Saved data entries
○ ○ ○ ○ ○ ○ ○

PR #569, opened 2025-02-13
Fix annotation icons

paulpestov:
annotation icons in text have now primary color and rendered as svg elements and not as content prop


src/utils/annotations.js
```diff
@@ -205,6 +145,7 @@ export function handleRangeSelector(selector) {
 }
 
 export function addIcon(element, annotation, iconName) {
+  console.log('add')
```
orlinmalkja, line 148: console.log

orlinmalkja (approved):

PR #571, opened 2025-02-16
Panel header

paulpestov:


src/components/panel/PanelTitle.tsx
```diff
@@ -0,0 +1,22 @@
+import { FC } from 'react'
+import { usePanel } from '@/contexts/PanelContext.tsx'
+
+const PanelHeader: FC = () => {
```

○ ○ ○ ○ ○ ○ ○

HOW TO COMPLETE THIS TASK: How many lines of the records contain the string "opened"? Respond with the number alone.

SOLUTION: 2